When the user runs Bear with response-file inlining enabled, then the entry for src.c has arguments that contain -DBASE=1, -I/opt/include, -DEXTRA=2, -c, src.c, -o, src.o in that order, and no element of arguments starts with @.

Given the same build and response file:

When the user runs Bear with response-file inlining disabled (the default), then the entry for src.c has @flags.resp literally in its arguments, and the contents of flags.resp are not present in the entry.

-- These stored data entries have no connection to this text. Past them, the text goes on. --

PR #209, opened 2022-11-04
ENH Implement LoadContext to handle multiple instances

### LINKED ISSUE #206: Single object referenced in multiple places doesn't load as single instance
Raising issue to track the issue noticed in #195.

We currently have [this xfail test to show the issue.](https://github.com/skops-dev/skops/blob/main/skops/io/tests/test_persist.py#L873-L885)

As noted by Adrin, currently, if we had code like:
```
a = A()
f = a.f
g = a.g
c = C(f, g)
```
And we tried to persist `C`, `f` and `g` would be bound to different instances of `A` after loading.

There has been some discussion in #195 already about ways to solve this, and it would likely require a way to track the `LoadState` during object load.

E-Aho:
Fixes #206.

PR to add ability to persist a single instance that is referenced in multiple places.

Notes:
1) Currently, this *does* save the state of the object multiple times, but only initialises once. This is done due to the issue discussed in #195 around not knowing which instance will be loaded first, particularly in complex cases with interwoven dependencies.

2) ~~At the moment, I've only added `__id__` in the places needed to solve the xfail test, but if others are happy with how this looks I will expand this to other `get_state_*` methods :)~~ This is now global, done at the high level `get_state` and `get_instance` functions so works for all types.

----

Regarding 1:  I looked into any ways to store DAGs in JSON and bumped into [a relatively new addition to JSON syntax, JSON-LD](https://www.w3.org/TR/json-ld/), which also happens to [have a Python implementation](https://github.com/digitalbazaar/pyld). I feel like if we want to only save these objects once, we would need some kind of DAG implementation to hold dependencies. This, however, would need a major rework and feels like it might be overkill for the time being, but it's worth holding in mind.

### DIFF
--- a/skops/io/_dispatch.py
+++ b/skops/io/_dispatch.py
@@ -13,6 +13,7 @@ def get_instance(state, load_state: LoadState):
         return json.loads(state["content"])
 
     saved_id = state.get("__id__")
+
     if saved_id and saved_id in load_state.memo:
         # an instance has already been loaded, just return the loaded instance
         return load_state.get_instance(saved_id)
--- a/skops/io/_dispatch.py
+++ b/skops/io/_dispatch.py
@@ -2,13 +2,20 @@ from __future__ import annotations
 
 import json
 
+from skops.io._utils import LoadState
+
 GET_INSTANCE_MAPPING = {}  # type: ignore
 
 
-def get_instance(state, src):
+def get_instance(state, load_state: LoadState):
     """Create instance based on the state, using json if possible"""
     if state.get("is_json"):
         return json.loads(state["content"])
+
+    saved_id = state.get("__id__")
+    if saved_id and saved_id in load_state.memo:
+        # an instance has already been loaded, just return the loaded instance
+        return load_state.get_instance(saved_id)
 
     try:
         get_instance_func = GET_INSTANCE_MAPPING[state["__loader__"]]
@@ -17,4 +24,11 @@ def get_instance(state, src):
         raise TypeError(
             f" Can't find loader {state['__loader__']} for type {type_name}."
         )
-    return get_instance_func(state, src)
+
+    loaded_obj = get_instance_func(state, load_state)
+
+    # hold reference to obj in case same instance encountered again in save state
+    if saved_id:
+        load_state.memoize(loaded_obj, saved_id)
+
+    return loaded_obj
--- a/skops/io/_dispatch.py
+++ b/skops/io/_dispatch.py
@@ -2,18 +2,18 @@ from __future__ import annotations
 
 import json
 
-from skops.io._utils import LoadState
+from skops.io._utils import LoadContext
 
 GET_INSTANCE_MAPPING = {}  # type: ignore
 
 
-def get_instance(state, load_state: LoadState):
+def get_instance(state, load_context: LoadContext):
     """Create instance based on the state, using json if possible"""
 
     saved_id = state.get("__id__")
-    if saved_id in load_state.memo:
+    if saved_id in load_context.memo:
         # an instance has already been loaded, just return the loaded instance
-        return load_state.get_instance(saved_id)
+        return load_context.get_instance(saved_id)
 
     if state.get("is_json"):
         loaded_obj = json.loads(state["content"])
@@ -26,10 +26,10 @@ def get_instance(state, load_state: LoadState):
                 f" Can't find loader {state['__loader__']} for type {type_name}."
             )
 
-        loaded_obj = get_instance_func(state, load_state)
+        loaded_obj = get_instance_func(state, load_context)
 
     # hold reference to obj in case same instance encountered again in save state
     if saved_id:
-        load_state.memoize(loaded_obj, saved_id)
+        load_context.memoize(loaded_obj, saved_id)
 
     return loaded_obj
--- a/skops/io/_dispatch.py
+++ b/skops/io/_dispatch.py
@@ -11,7 +11,7 @@ def get_instance(state, load_state: LoadState):
     """Create instance based on the state, using json if possible"""
 
     saved_id = state.get("__id__")
-    if saved_id and saved_id in load_state.memo:
+    if saved_id in load_state.memo:
         # an instance has already been loaded, just return the loaded instance
         return load_state.get_instance(saved_id)
 
--- a/skops/io/_dispatch.py
+++ b/skops/io/_dispatch.py
@@ -9,24 +9,24 @@ GET_INSTANCE_MAPPING = {}  # type: ignore
 
 def get_instance(state, load_state: LoadState):
     """Create instance based on the state, using json if possible"""
-    if state.get("is_json"):
-        return json.loads(state["content"])
 
     saved_id = state.get("__id__")
-
     if saved_id and saved_id in load_state.memo:
         # an instance has already been loaded, just return the loaded instance
         return load_state.get_instance(saved_id)
 
-    try:
-        get_instance_func = GET_INSTANCE_MAPPING[state["__loader__"]]
-    except KeyError:
-        type_name = f"{state['__module__']}.{state['__class__']}"
-        raise TypeError(
-            f" Can't find loader {state['__loader__']} for type {type_name}."
-        )
+    if state.get("is_json"):
+        loaded_obj = json.loads(state["content"])
+    else:
+        try:
+            get_instance_func = GET_INSTANCE_MAPPING[state["__loader__"]]
+        except KeyError:
+            type_name = f"{state['__module__']}.{state['__class__']}"
+            raise TypeError(
+                f" Can't find loader {state['__loader__']} for type {type_name}."
+            )
 
-    loaded_obj = get_instance_func(state, load_state)
+        loaded_obj = get_instance_func(state, load_state)
 
     # hold reference to obj in case same instance encountered again in save state
     if saved_id:
--- a/skops/io/_utils.py
+++ b/skops/io/_utils.py
@@ -94,7 +94,7 @@ def persist_id(func):
     Intended to be used as a decorator.
 
     NB: Not all get_state functions should include ids. Ephemeral objects
-    have their IDs reused, and so storing some objects (like dicts, lists, arrays
+    have their IDs reused, and so storing some objects (some dicts, lists, arrays
     etc.) can cause problems.
     """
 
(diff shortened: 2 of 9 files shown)


BenjaminBossan:
I think this looks pretty good, like the simplest way to solve the problem.

> if others are happy with how this looks I will expand this to other get_state_* methods

This would mean that we need to add something like this everywhere, right?

```python
def get_instance_foo(state, load_state):
    saved_id = state.get("__id__")
    if saved_id and saved_id in load_state.memo:
        # an instance has already been loaded, just return the loaded instance
        return load_state.get_instance(saved_id)
    ...
    if saved_id:
        load_state.memoize(loaded_obj, saved_id)
    return loaded_obj
```

So is it something we want to move into a decorator to avoid the boilerplate?

> 1. Currently, this _does_ save the state of the object multiple times

Let's leave it like this for now and bother about the problem later.

> I looked into any ways to store DAGs in JSON and bumped into [a relatively new addition to JSON syntax, JSON-LD](https://www.w3.org/TR/json-ld/),

I only took a glance but I hope we can manage to solve it without such a solution.

E-Aho:
> This would mean that we need to add something like this everywhere, right?

Thankfully no, because of the way I structured it, the memo check is at the top level `get_instance` function, before it gets sent to the specific `get_instance_foo` for whatever type that is, so it will be able to handle any memoized things with minimal boilerplate.

We could switch to a decorator pattern, but I felt it would be easier to just pass `__id__` as one of the state parameters for any types we want to persist as a singular instance. So, to implement elsewhere, you'd just need to add `res["__id__"] = id(obj)` in `get_state_foo`.

> I only took a glance but I hope we can manage to solve it without such a solution.

I hope there's a nice solution I've missed too, but it feels like once you start getting into edge cases with nested dependencies and such, you do need some kind of DAG implementation...

BenjaminBossan:
> Thankfully no, because of the way I structured it, the memo check is at the top level `get_instance` function

Ah yes, nice, I missed that.

> you'd just need to add `res["__id__"] = id(obj)` in `get_state_foo`.

Okay, this might be something we would want to move out of the `get_state_foo` functions, since it's easy to forget and not statically checked.

> I hope there's a nice solution I've missed too, but it feels like once you start getting into edge cases with nested dependencies and such, you do need some kind of DAG implementation...

Hmm, not sure, let's see. Maybe we can learn how pickle implements it and copy that approach.

E-Aho:
I've added in a decorator that can be used to wrap get_state functions that we want to be able to persist as singletons.

I initially tried having it in the high level `get_state` function, but ran into issues I think were being caused with IDs being garbage collected and reused during persist for things which were not equivalent.

BenjaminBossan:
> I initially tried having it in the high level `get_state` function, but ran into issues I think were being caused with IDs being garbage collected and reused during persist for things which were not equivalent.

Interesting, do you still have the code for this? It's not clear to me why moving to a decorator solves this.

Assuming that code looks similar to what you have now:

```python
        result = func(obj, save_state)
        result["__id__"] = id(obj)
```

did you try if this works instead?

```python
        __id__ = save_state.memoize(obj)
        result = func(obj, save_state)
        result["__id__"] = __id__
```

BenjaminBossan:
> My intuition was that CPython might be garbage collecting these, then reusing the memory address, giving the same **id**.

I think this is the most likely explanation, which is why I suggested to memoize the object first. This should prevent gc and make the `id` stable.

E-Aho:
I suppose either method would work, but memoizing every object would mean basically never garbage collecting, 

> > My intuition was that CPython might be garbage collecting these, then reusing the memory address, giving the same **id**.
> 
> I think this is the most likely explanation, which is why I suggested to memoize the object first. This should prevent gc and make the `id` stable.

That should work, although it would also mean holding a lot more things in memory at all times, which might give a minor performance hit. If we don't need to actually hold the object, just get a unique `id`, it might be easier to just use a UUID, but I'm happy to just memoize the objects as well.

BenjaminBossan:
> I suppose either method would work, but memoizing every object would mean basically never garbage collecting,

The memory is cleared once dumping is over, so gc should work after that. But it's true that during the dumping process, we could potentially see a memory spike, though I assume that most objects are held in memory anyway. If I'm not missing something, It should only really matter for attributes that are generated on the fly and require a lot of memory.

E-Aho:
> > I suppose either method would work, but memoizing every object would mean basically never garbage collecting,
> 
> The memory is cleared once dumping is over, so gc should work after that. But it's true that during the dumping process, we could potentially see a memory spike, though I assume that most objects are held in memory anyway. If I'm not missing something, It should only really matter for attributes that are generated on the fly and require a lot of memory.

No that's true, I'm overthinking it and these on-the-fly objects being held in memory should be a negligable memory hit.

I'll rework it this eve and check if it helps solve the flaky tests

E-Aho:
Memoizing seems to have solved the problem without needing any UUID rework, good call @BenjaminBossan!

I've added a test that checks it works for a few different object types, let me know if there's anything else you think would be worth testing!

E-Aho:
RE: CodeCov, as far as I can tell from the report, this PR is at 100% coverage, and just failing on an "indirect coverage change", so I think the above failing is just noise, but let me know if this isn't the case

skops/io/tests/test_persist.py
```diff
@@ -96,16 +96,16 @@ def wrapper(obj, save_state):
...
+        assert list(signature.parameters.keys()) == ["state", "load_state"]
 
         @wraps(func)
-        def wrapper(state, src):
+        def wrapper(state, load_state):
             assert "__class__" in state
             assert "__module__" in state
             assert "__loader__" in state
-            assert isinstance(src, ZipFile)
+            assert isinstance(load_state, LoadState)
```
BenjaminBossan, line 106: Can we adjust the `debug_get_state` wrapper to check that each result contains an `"__id__"` key?

skops/io/_dispatch.py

Given a build whose response file contains quoted tokens such as '-std=gnu++20' -fmodules:

When the user runs Bear with response-file inlining enabled, then the entry's arguments include -std=gnu++20 and -fmodules as two separate tokens with the surrounding quotes removed.

Given a build with cl.exe @args.rsp src.cpp on Windows, where args.rsp contains /I "C:\Program Files\inc" /DFOO=1:

When the user runs Bear with response-file inlining enabled, then the entry's arguments include /I, C:\Program Files\inc, and /DFOO=1 as separate tokens, applying MSVC quoting rules.

Given a build whose response file references another response file (@outer.resp referencing @inner.resp):

When the user runs Bear with response-file inlining enabled, then the entry's arguments contain the tokens from inner.resp spliced through outer.resp, and no element of arguments starts with @.

Given a build whose response file has been removed between the build and Bear's analysis step:

When the user runs Bear with response-file inlining enabled, then the entry's arguments keep @flags.resp literally, a warning is emitted that names the missing file, and other entries in the database are produced as usual.

Given a build whose response file references itself, directly or through a cycle:

When the user runs Bear with response-file inlining enabled, then expansion stops at the configured depth limit, the offending @file token is left literal in the entry, and a warning is emitted.

Notes

  • Source: feature request #701 -- Xcode's response files cause important flags to be lost when downstream tools read compile_commands.json.
  • Related: output-compilation-entries documents the default behaviour (response files are kept literal) and points to this requirement for the opt-in expansion.
  • Related: output-json-compilation-database defines the JSON shape of an entry. This requirement does not change it.
  • Related: interception-events-format records argv as observed by interception. This requirement does not affect it.
  • Out of scope for the first iteration: compiler-specific response-file flags that use a different syntax than @file, such as nvcc's --options-file / -optf and IBM XL's -qoptfile. They can be added later as additional acceptance criteria if a user need arises.